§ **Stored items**
• • • •

PR #886, opened 2018-07-12
Update tabs spacing

dashouse:
Updates internal padding of tab content in the Tabs component (backlog https://github.com/alphagov/govuk-design-system-backlog/issues/100)

**Before** 
screen shot 2018-07-12 at 09 57 58

**After**
screen shot 2018-07-12 at 14 24 56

• • • •

§ **Work to be completed**
The response has to match the data exactly, line for line.

§ **Result for this exercise**
PR #886, opened 2018-07-12
Update tabs spacing

dashouse:
Updates internal padding of tab content in the Tabs component (backlog https://github.com/alphagov/govuk-design-system-backlog/issues/100)

**Before** 
screen shot 2018-07-12 at 09 57 58

**After**
screen shot 2018-07-12 at 14 24 56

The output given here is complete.